(Review) Miss Meadows: Miss It!

Featured image

“Toodle-oo!” Punctuated by the catchphrase. Jangan muntah setiap dengar kata ini, Seakan-akan jadi sebuah mantra doa penutup melakukan seuatu.

Daya jual film ini jelas adalah seorang Katie Holmes. Itu juga yang membuatku memutuskan menikmatinya. Film dibuka dengan manis, terlalu manis bahkan. Miss Meadows (Katie Holmes) sedang pulang dari mengajar SD dengan berjalan kaki, menikmati sore yang cerah sambil bersenandung lalu baca buku. Dia baru saja pindahan. Burung berkicau menyambutnya, beberapa kijang jinak berlarian kecil. Terlihat sempurna untuk sebuah komplek perumahan untuk dihuni. Sampai akhirnya dia disapa oleh seorang bapak-bapak, dari dalam mobil lelaki tersebut menggodanya untuk mengajaknya makan malam bersama. Dengan sopan Miss Meadows menolak, dikeluarkannya sepucuk senjata dan memaksa dia untuk masuk ke mobil. Dengan senyum Miss Meadows mengambil tas jinjingnya dan menembak lelaki yang berniat jahat tersebut. Miss Meadows bukan guru SD biasa, oh jelas saya sudah tahu. Dari trailer, poster film saja sudah terlihat jelas Holmes menodongkan senjata sambal tersenyum. Dan ternyata poster film tersebut dibuat dari adegan pembuka.

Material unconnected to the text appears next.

Issue #81, opened 2026-05-23
SUPA-2 — DB migration: Alembic → Supabase SQL + RLS


tck517:
## Standard Fields

- **Problem Statement**: Set up the Supabase Postgres schema for the cubrox app tables (passages, reading events, etc.) with `owner_id` FKs to `auth.users` and Row-Level Security policies, so the anon key is safe to use from request handlers. This ticket is **additive-only** — it creates the new schema on Supabase without removing the legacy Neon schema or any Python code. The legacy code is dropped in SUPA-2b (#87) after SUPA-3 (#82) swaps the auth layer.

Lalu film melambat. Pengenalan karakter lain, dari tetangganya yang memuji kecantikan Miss Meadows, ibunya yang perhatian (walau hanya dikenalkan lewat telpon) selalu jadi tempat curhat, sampai lingkungan sekolahnya yang welcome. Terlihat menarik. Suatu hari Miss Meadows melihat katak di tengah jalan mau menyebrang, dia menghentikan mobilnya lalu menyapa katak tersebut dan membantunya melewati jalan. Dari sini saya sempat berharap film ini akan memberi twist, dengan bisa berbahasa binatang, misalnya. Atau pas ada burung-burung berkicau di taman rumahnya Miss Meadows menyapanya. Namun ternyata ga ada dalam skenario dia bisa Bahasa binatang. Hufh… kembali ke sapa katak tadi, dia dihampiri polisi muda, seorang Sheriff (karakter tanpa nama, diperankan oleh James Badge Dale) kenapa berhenti di tengah jalan. Dari sapaannya terlihat sang sheriff jatuh hati, lalu diam-diam mencatat nopol mobilnya.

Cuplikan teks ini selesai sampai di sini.